My Work
Ninety-eight percent of our DNA is the same as a chimpanzee. But the difference—why we humans all have individual looks—involves gene regulation—something of which we know very little.
We know much about proteins and how they are coded, but we don’t know how they are expressed in a disease or in a normal state. That's the basis of gene regulation. Basically, my focus is on trying to interpret the rest of the human genome.
The chromatin in which the genome is wrapped changes as a cell develops. Basically, the transcription factors involved in regulation don't read the whole genome—they only read the parts of the genome that are accessible, which is a very small percentage.
One of my projects is to take what we've learned from yeast and start applying it to a developing system. We are studying developing cells in different stages and how the chromatin landscape is rearranged in each of those stages, and how those rearrangements correspond to the phenotype of that cell.

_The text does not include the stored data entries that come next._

PR #114, opened 2025-03-31
Feature/ssl ast perf test

shakediel:
this PR contains the changes to run different comparison between AST model to resnet182D as detailed [here](https://app.clickup.com/t/86c22868b)

main changed include:
* adding AST preprocessor to configs
* add new scheduler to configs
* updating mozambique dataset config to support new format
* update AST to load local weights from path


shakediel:
Experiments results can be found [here](https://wandb.ai/deep_voice/ast_ssl_mozambique_2018?nw=nwuserdeep_voice)

soundbay/conf/data/mozambique_2018.yaml
```diff
@@ -1,19 +1,22 @@
...
   min_freq_filtering: 0
   n_fft: 1024
   hop_length: 256
+  label_type: 'single_label'
   train_dataset:
     _target_: soundbay.data.ClassifierDataset
     data_path: '../datasets/mozambique_2018'
+    path_hierarchy: 0
     mode: train 
-    metadata_path: '../datasets/mozambique_2018/combined_annotations_filtered_train.csv'
```
shaing10, line 16: it does not work for me w/o the relative path...

soundbay/conf/optim/defaults.yaml
```diff
@@ -3,8 +3,9 @@ optim:
...
   optimizer:
     _target_: torch.optim.Adam
-    lr: 0.001
+    lr: 5e-4
   scheduler:
-    _target_: torch.optim.lr_scheduler.ExponentialLR
-    gamma: 0.995
-  freeze_layers_for_finetune: False # Default is False.
\ No newline at end of file
+    _target_: torch.optim.lr_scheduler.CosineAnnealingWarmRestarts
```
shaing10, line 8: should we adopt "CosineAnnealingWarmRestarts" IYO?

soundbay/conf/optim/defaults.yaml
```diff
@@ -3,8 +3,9 @@ optim:
...
+    kwargs:
+      T_0: 5
+  freeze_layers_for_finetune: True # Default is False.
```
shaing10, line 11: default should be False I guess

soundbay/models.py
```diff
@@ -49,33 +48,47 @@ def freeze_layers(self):
...
+        return mel_spectogram['input_values'].squeeze()
+
 class AST(nn.Module):
     def __init__(self, weight_path, num_classes):
         super(AST, self).__init__()
-        self.processor = AutoProcessor.from_pretrained("MIT/ast-finetuned-audioset-10-10-0.4593", max_length=1024)
 
         self.model = ASTModel.from_pretrained("MIT/ast-finetuned-audioset-10-10-0.4593")
-        state_dict = torch.load(weight_path)
+        if weight_path != 'None':
```
shaing10, line 67: instead of "None" as string, you can insert `null` in the yaml config, and then real `None` will be assigned to the variable

soundbay/models.py
```diff
@@ -49,33 +48,47 @@ def freeze_layers(self):
...
+        mel_spectogram = self.processor(orig_wav.numpy(), sampling_rate=self.sample_rate, return_tensors="pt")
+
+        return mel_spectogram['input_values'].squeeze()
+
 class AST(nn.Module):
     def __init__(self, weight_path, num_classes):
         super(AST, self).__init__()
-        self.processor = AutoProcessor.from_pretrained("MIT/ast-finetuned-audioset-10-10-0.4593", max_length=1024)
 
         self.model = ASTModel.from_pretrained("MIT/ast-finetuned-audioset-10-10-0.4593")
```
shaing10, line 66: better to be loaded from the config (2)?

soundbay/models.py
```diff
@@ -49,33 +48,47 @@ def freeze_layers(self):
             param.requires_grad = True
 
 
+
+class ASTPreprocessorWrapper():
+    def __init__(self, sample_rate):
+        self.processor = AutoProcessor.from_pretrained("MIT/ast-finetuned-audioset-10-10-0.4593", max_length=1024)
```
shaing10, line 54: better to be loaded from the config?

soundbay/models.py
```diff
@@ -49,33 +48,47 @@ def freeze_layers(self):
...
 
         self.fc = nn.Linear(self.model.config.hidden_size, self.num_classes)
 
     def forward(self, x):
-        # Assuming x is the input that needs to be processed before passing to the model
-        import ipdb;
-        sampling_rate = 16000 #TODO: add sample rate from config --> only takes this!  
-        mel_spectogram = self.processor(x.squeeze(1).cpu().numpy(), sampling_rate = sampling_rate, return_tensors="pt")
-        
-        inputs = {key: val.to(x.device) for key, val in mel_spectogram.items()}  # Move to device
```
shaing10, line 71: don't you need it anymore?

split_csv_stratified.py
shaing10, line 1: do we need it in the code base?
if yes, maybe not in the root dir but in one of the folders

shaing10 (commented):
LGTM! `AST` is a really important contribution as model candidate :)
I left some comments inline.
I haven't delved into the details, but the code related to AST seemed very straight forward and simple to follow. please make sure that the transformers version you worked with is the one in the requirements file.

Moreover, please add this new model to the tests in `tests/test_models.py`, such that it'll be tested as part of the CI.

Thanks! Great first PR. Whalecome :)

soundbay/conf/optim/defaults.yaml
danielle-hausler: Looks like these parameters are intended for an optimizer that fine-tunes an AST model (or maybe for fine-tuning other models as well). Would it make sense to separate them into an additional config file specifically for that use case?

soundbay/models.py
danielle-hausler, line 54: Can we define a custom max_length variable here? What are the implications of using a different sampling rate than what the model was trained on?

soundbay/train.py
```diff
@@ -152,7 +167,7 @@ def modeling(
     optimizer_args = dict(optimizer_args)
     optimizer = optim_dict[optimizer_args.pop('_target_')](model.parameters(), **optimizer_args)
 
-    scheduler = scheduler_dict[scheduler_args._target_](optimizer, gamma=scheduler_args['gamma'])
+    scheduler = scheduler_dict[scheduler_args._target_](optimizer, **scheduler_args['kwargs'])
```
danielle-hausler, line 170: if we’re now expecting `scheduler_args['kwargs']`, could this break compatibility with previous runs or configs that didn’t use that structure?

soundbay/train.py
```diff
@@ -191,8 +206,13 @@ def main(validate_args) -> None:
         _logger = wandb
 
     experiment_name = get_experiment_name(args)
-    _logger.init(project="finding_willy", name=experiment_name, group=args.experiment.group_name,
-                 id=args.experiment.run_id, resume=args.experiment.checkpoint.resume)
+    _logger.init(
+        project=args.experiment.project,
```
danielle-hausler, line 210: Not sure if we currently have a 'project' variable in the experiment config, could this break previous runs that don’t include it? Maybe we should set a default value to ensure backward compatibility.
Also, I’d suggest running the main config file (not the AST specific one) to make sure everything still works as expected before merging.

danielle-hausler (commented):
Looks great! :)
I’m really excited that we’re finally adding AST to our codebase !!
I’ve just left a few minor comments below.

soundbay/conf/optim/defaults.yaml
shakediel: dont see a reason not to, it produced good results on the baseline (resnet18 + full dataset) and in general it is a good practice scheduler

soundbay/conf/optim/defaults.yaml
shakediel: Based on the experiments I ran it seems that freezing the layers produced a more stable training graph, converged faster and did not harm the results, see I suggest we keep the default True
any objections?

soundbay/models.py
shakediel: i dont think the max_length directly implies the sampling rate, according to the docs it seems this implies the max sample length, since its a transformer i assume it can be safely modified but i havent tested it
about the sample_rate, i assume we can approach this as a data drift and finetune the model sample_rate, its an interesting question that should be further investigated imo :)

soundbay/models.py
shakediel: nope, most of the code was moved to ASTPreprocessorWrapper

soundbay/train.py
shakediel: thanks! i updated the other configs to also include 'kwargs' as a wrapper to their parameters

soundbay/train.py
shakediel: i added a default parameter to the config that now holds 'finding_willy' in the default config

shakediel:
@shaing10 i added AST to the test_modles script but i see it fails due to missing parameters that are usually passed by the config that does not exist in the test
any suggestion on how to approach this? Should i just add a default value to the model parameters?

soundbay/train.py
mosheman5: not sure I understand what's going on with the other kwargs, I think it's kinda redundant and we can use `**scheduler_args`, instead of `**scheduler_args['kwargs']` no?

shaing10:
> @shaing10 i added AST to the test_modles script but i see it fails due to missing parameters that are usually passed by the config that does not exist in the test any suggestion on how to approach this? Should i just add a default value to the model parameters?

@shakediel so sorry, I missed this message. not sure I'm getting the problem. it makes sense that you'll need to update the test config. we can have a pair on this

mosheman5 (approved):

PR #119, opened 2025-08-06
Bug fixes

uvmend:
Fixed several bugs in the code:

(1)
**inference:** infer_with_metadata was broken as it used an unsupported function. I also changed in MetricsCalculator the __init__ function so there is no need to convert pred_proba from np.ndarray to list and back (can be done for the other lists, but I was not sure we want to)

(2)
**seq_length:** In config files, the seq_length has to be the same for training and validation.

(3)
**max_freq** removal:
This variable is set to be half the sample rate, so we need to have it in the config file. It created a series of removals of unused variables. Please double-check me that I did not remove any vital variable.

(4)
**updated .gitignore:**
We don't need to add the wandb files to the git by mistake.

(5)
**train in debug mode:**
This option was broken. Needed to initialize the Mock() class in debug mode as well (removed one condition).

### DIFF
--- a/.gitignore
+++ b/.gitignore
@@ -34,4 +34,8 @@ outputs/
 /soundbay/.null/inference.log
 /soundbay/wandb/
 
+# datasets
+datasets/fannie_project
+
+# wandb
 wandb/*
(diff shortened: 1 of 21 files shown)


.gitignore
```diff
@@ -34,4 +34,8 @@ outputs/
 /soundbay/.null/inference.log
 /soundbay/wandb/
 
+# datasets
+datasets/fannie_project
```
mosheman5, line 38: do we want this here?

uvmend: I thought it could be helpful to keep it as a way for other people to add their datasets when working, without unintentionally uploading them to the git.
But I can remove it as well. its not important.

PR #124, opened 2026-02-10
Adding devcontainer

Z30G0D:


mosheman5 (changes requested):
Looks good, I would suggest to add a small part in the README that explains how to use it

PR #125, opened 2026-04-14
Feature/raven export wrapper

shaing10:
## Summary

- Adds `scripts/raven_export.py` — exports soundbay checkpoints (ResNet182D, Squeezenet2D) to Raven Intelligence `.ravenmodel` packages with preprocessing baked in
- Supports TorchScript (recommended) and ONNX export formats
- Re-implements PeakNormalize, UnitNormalize, and LibrosaPcen as `nn.Module`s for TorchScript compatibility
- Adds `--compensate-for-sigmoid` flag (recommended): Raven applies sigmoid to model outputs internally, so this option outputs `inverse_sigmoid(softmax(logits))` — Raven's sigmoid then recovers exact softmax probabilities that sum to 1.0

## Usage

**Recommended** (until Raven publishes a new version with more DOFs in their post-processing logic): compensate for Raven's sigmoid post-processing

```bash
python scripts/raven_export.py /path/to/checkpoint/best.pth \
    --output-dir ~/Raven\ Workbench/Raven\ Intelligence/Models/ \
    --name My_Detector \
    --compensate-for-sigmoid
```

**Raw logits** (no activation, Raven applies sigmoid):

```bash
python scripts/raven_export.py /path/to/checkpoint/best.pth \
    --name My_Detector --no-softmax
```

## Why some modules are re-implemented

TorchScript export requires all operations to be `nn.Module` instances or pure torch ops. Several soundbay preprocessors can't be traced as-is:

| Module | Why re-implemented | Approach |
|---|---|---|
| `PeakNormalize` | Plain class with `__call__`, not `nn.Module` — TorchScript can't trace it | Thin `nn.Module` wrapper with identical logic (verified: 0.0 diff) |
| `UnitNormalize` | Same — not `nn.Module` | Same approach (verified: 0.0 diff) |
| `LibrosaPcen` | Calls `librosa.core.pcen` (NumPy/SciPy) — can't run in TorchScript | Full reimplementation in pure PyTorch with `torch.jit.script` for the IIR loop. Matches librosa's filter coefficients and `lfilter_zi` initialization exactly |
| `MinFreqFiltering` | Uses `numpy.floor` | Replaced with `nn.Identity` (validated: only `min_freq=0` configs are supported; errors on non-zero) |

## Test plan

- [x] Exported barks detector with all 3 modes (softmax, no-softmax, compensate-for-sigmoid)
- [x] Verified compensated model scores sum to exactly 1.0 after Raven's sigmoid
- [x] Confirmed detection agreement across all export modes on real WAV file
- [x] Tested in Raven Intelligence with TH=0.2

### DIFF
--- a/scripts/raven_export.py
+++ b/scripts/raven_export.py
@@ -4,6 +4,86 @@ Raven Intelligence Export Module
 This module provides utilities to export soundbay models to Raven Intelligence format.
 It wraps trained models with their preprocessing pipeline to create standalone models
 that accept raw audio input, compatible with Raven Intelligence's expected interface.
+
+Raven Intelligence is a bioacoustics analysis tool from Cornell Lab of Ornithology that
+uses DJL (Deep Java Library) to run ML models for automated sound detection.
+
+=========================================================================================
+USAGE EXAMPLES
+=========================================================================================
+
+1. COMMAND LINE - Export a soundbay checkpoint to Raven format:
+   -------------------------------------------------------------------------
+   python scripts/raven_export.py /path/to/checkpoint/best.pth \\
+       --output-dir ~/Raven\ Workbench/Raven\ Intelligence/Models/ \\
+       --name My_Detector
+
+   This requires args.yaml to be in the same directory as the checkpoint.
+
+2. PYTHON API - Export from soundbay checkpoint:
+   -------------------------------------------------------------------------
+   from scripts.raven_export import create_raven_model_package
+
+   create_raven_model_package(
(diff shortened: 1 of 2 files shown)


mosheman5 (commented):
looks good
do we still new --compensate-for-sigmoid in the default/recommended command?

shaing10:
> looks good do we still new --compensate-for-sigmoid in the default/recommended command?

image
seems like the new release solved it, I'll change the default

mosheman5 (approved):

PR #1718, opened 2022-09-26
Added Azure.AppConfig.AuditLogs

### LINKED ISSUE #1690: Audit App Configuration stores
# Rule request

## Suggested rule change

Configuration stores provide diagnostics logs that can be configured to capture audit logs. Audit logs are required for determining which identities are reading configuration.

App Configuration uses the `Audit` category for audit logs.

## Applies to the following

- Resource type: **Microsoft.AppConfiguration/configurationStores**

## Additional context

[Azure deployment reference](https://learn.microsoft.com/azure/templates/microsoft.appconfiguration/configurationstores)

Related rules:

- https://azure.github.io/PSRule.Rules.Azure/en/rules/Azure.Automation.AuditLogs/

bengeset96:
## PR Summary

Fixes #1690 

Added Azure.AppConfig.AuditLogs rule.

## PR Checklist

- [x] Summarized changes
- [x] Change is not breaking
- **Rule changes**
  - [x] Link to a filed issue
- **Other code changes**
  - [ ] Link to a filed issue


src/PSRule.Rules.Azure/rules/Azure.AppConfig.Rule.ps1
```diff
@@ -0,0 +1,35 @@
...
+        })
+
+        $Assert.Greater($auditLogs, '.', 0).ReasonFrom(
+            'properties.logs',
+            $LocalizedData.AutomationAccountDiagnosticSetting,
+            $setting.name,
+            'Audit',
+            $joinedLogCategoryGroups
+        ).PathPrefix($path)
+    }
```
BernieWhite, line 32: @bengeset96 Great start. Although realizing now there is a bug in `Azure.Automation.AuditLogs`. Which is if multiple diagnostic log settings are configured they all must have auditing enabled, which is not really a requirement.

We want to get to, auditing either through category or category group being configured at least once.

Have a look at https://github.com/Azure/PSRule.Rules.Azure/blob/main/src/PSRule.Rules.Azure/rules/Azure.KeyVault.Rule.ps1#L27-L34 which is much simpler but doesn't handle category groups.

Ultimately we want a combination of both, for this rule and we can use the final code to improve the logic of the other two rules.

bengeset96: @BernieWhite

Yes, actually it looks like one resource can support up to _five(5)_ different diagnostic settings. 

I'm in the tinkering process right now. 

```$logCategoryGroups = 'audit', 'allLogs'
    $auditDiagnosticLogs = @(GetSubResources -ResourceType 'Microsoft.Insights/diagnosticSettings' | ForEach-Object {
            $_.Properties.logs | Where-Object { ($_.category -eq 'Audit' -or $_.categoryGroup -in $logCategoryGroups) -and $_.enabled
        }    
    })
   ```
 If doing so, I'd loose the opportunity with having `ReasonFrom()` for each item in the collection with diagnostic name and `PathPrefix()` for each item in the collection. That is a real bummer for the end-user.
 
If I use the some kind of assertion method inside `foreach` or `ForEach-Object` like previously, I'd end up with the exact same problem as we're dealing with now.
 
Without overengineering it, do you see any feasable solution that comes to your mind? Some kind of looping? When one item in the collection returns "true" for audit configured, then write it to to a variable. Then all items in general is checking for this variable and if count "1" is met on the variable, then Pass() and if not, the ReasonFrom method with details about prefix object path, diagnostics name etc. But still the problem will be, if the collection retuns "true" in the middle or late in the collection, then already other items have written to the ReasonFrom method..

Comment (bengeset96) [reply src/PSRule.Rules.Azure/rules/Azure.AppConfig.Rule.ps1]: @BernieWhite Agreed, this makes sense.

**Comment by bengeset96** [comment]
@BernieWhite Do you mind taking a look on my recent push and see if there is anything additional that we should change?

**Comment by bengeset96** [comment]
Lemme try to finish up the rule documentation so we don't have failing CI.

**Comment by bengeset96** [comment]
@BernieWhite 

Should be possible to review this now, rule documentation has been created and minor tweaks.

File: docs/en/rules/Azure.AppConfig.AuditLogs.md [hunk 2]
```diff
@@ -0,0 +1,158 @@
...
+
+## SYNOPSIS
+
+Ensure app configuration store audit diagnostic logs are enabled.
+
+## DESCRIPTION
+
+To capture logs that record interactions with data or the settings of the app configuration store, diagnostic settings must be configured.
+
+When configuring diagnostic settings, enabled one of the following:
```
BernieWhite, line 19:
```suggestion
When configuring diagnostic settings, enable one of the following:
```

BernieWhite (changes requested):
@bengeset96 Nice work! All good from a technical standpoint. Good coverage in the tests. One small typo to correct then all good to merge.

docs/en/rules/Azure.AppConfig.AuditLogs.md
bengeset96: @BernieWhite Fixed.

BernieWhite (approved):
@bengeset96 Great work on this one. Thanks. All good to merge.

PR #1750, opened 2022-10-04
Update Azure.RSV.ReplicationAlert.md

aavdberg:
Location is read-only in Bicep

## PR Checklist

- [ ] PR has a meaningful title
- [ ] Summarized changes
- [ ] Change is not breaking
- [ ] This PR is ready to merge and is not **Work in Progress**
- **Rule changes**
  - [ ] Unit tests created/ updated
  - [ ] Rule documentation created/ updated
  - [ ] Link to a filed issue
  - [ ] [Change log](https://github.com/Azure/PSRule.Rules.Azure/blob/main/docs/CHANGELOG-v1.md) has been updated with change under unreleased section
- **Other code changes**
  - [ ] Unit tests created/ updated
  - [ ] Link to a filed issue
  - [ ] [Change log](https://github.com/Azure/PSRule.Rules.Azure/blob/main/docs/CHANGELOG-v1.md) has been updated with change under unreleased section

PR #1757, opened 2022-10-05
Update Azure.RSV.ReplicationAlert.md

aavdberg:
Yesterday I did a PR to remove the location because this is a read-only option, but i think it had to be locale instead of location. So changed it and added explanation about it.

## PR Checklist

- [x] Summarized changes
- [x] Change is not breaking
- **Rule changes**
  - [ ] Link to a filed issue
- **Other code changes**
  - [ ] Link to a filed issue


BernieWhite (commented):
@aavdberg Your removal of `location` and justification in #1750 was correct. The `locale` property is valid however need to understand in a little bit more detail the reason for your proposed change. From what I can tell, `locale` is an optional property.

BernieWhite (changes requested):
@aavdberg I need further information on this to progress any further with review.

> Your removal of location and justification in #1750 was correct. The `locale` property is valid however need to understand in a little bit more detail the reason for your proposed change. From what I can tell, `locale` is an optional property.

aavdberg:
> @aavdberg I need further information on this to progress any further with review.
> 
> > Your removal of location and justification in #1750 was correct. The `locale` property is valid however need to understand in a little bit more detail the reason for your proposed change. From what I can tell, `locale` is an optional property.

Good to know for people that you can also specify the language of the notification message that is send. But your right it is optional.

aavdberg:
Hi @BernieWhite did you see my comment?

bengeset96:
@aavdberg 

The default value when not specifying the property is `en-us`.

We want to have the rule documentation simple as possible for the customers, so there aren't any extra momentums added that can confuse or add unnecessary complexity (to a topic that is already complex for many organizations..).

Although I really like that you want to provide users options for getting a tailored experience =)

Lets see what Bernie answers when he has the time.

docs/en/rules/Azure.RSV.ReplicationAlert.md
```diff
@@ -70,6 +72,7 @@ resource testRecoveryServices 'Microsoft.RecoveryServices/vaults/replicationAler
     customEmailAddresses: [
       'example@email.com'
     ]
+    locale: 'en-US'
```
BernieWhite, line 75: Let's add this `locale` property to the ARM Template code as well so that it is the same between both.

docs/en/rules/Azure.RSV.ReplicationAlert.md
```diff
@@ -59,6 +59,8 @@ alert via a Bicep either configure the `sendToOwners` or `CustomerEmailAddress`
 - Set `properties.sendToOwners` to `Send`.
 - Set `properties.customEmailAddresses` to `[ "example@email.com" ]`
 
+with the locale property you can define the locale for the email notification.
```
BernieWhite, line 62: Lets add this to a separate `## NOTES` section so that the required steps are clear.

Add to notes similar to: https://github.com/Azure/PSRule.Rules.Azure/blob/main/docs/en/rules/Azure.Defender.SQL.md#notes

BernieWhite (changes requested):
@aavdberg Thanks for the additional clarification. Happy to include the suggestion. Have a look at my comments below.

docs/en/rules/Azure.RSV.ReplicationAlert.md
aavdberg: added the ## NOTES and moved the text under it

aavdberg:
@BernieWhite there is still a changed waiting looks like and then the PR can be closed.

docs/en/rules/Azure.RSV.ReplicationAlert.md
aavdberg: Thanks for adding @BernieWhite

BernieWhite (approved):
@aavdberg Thanks for the update. All good to merge.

The same model can then be applied to cancer development, beginning with a pre-cancerous cell. There are chromatin changes that have to take place in order for that cell to become cancerous. It's the same idea as studying the developing system with the same mechanisms involved.
My Research
Transcription factors are directed to their genomic targets by DNA sequence, local chromatin structure, and protein-protein interactions. These modulators of transcription factor binding are not independent but function both cooperatively and competitively to regulate where transcription factors bind. Understanding how these modulators affect transcription factor binding in vivo remains a major unsolved biological problem.
My laboratory integrates both experimental and computational approaches to:
- investigate transcription factor binding in response to environmental stress,
- identify and characterize the mechanisms directing transcription factor target selection,
- determine how developmental signals reshape the epigenetic landscape during mouse development, and
- develop bioinformatics tools to analyze and interpret ChIP-chip experiments.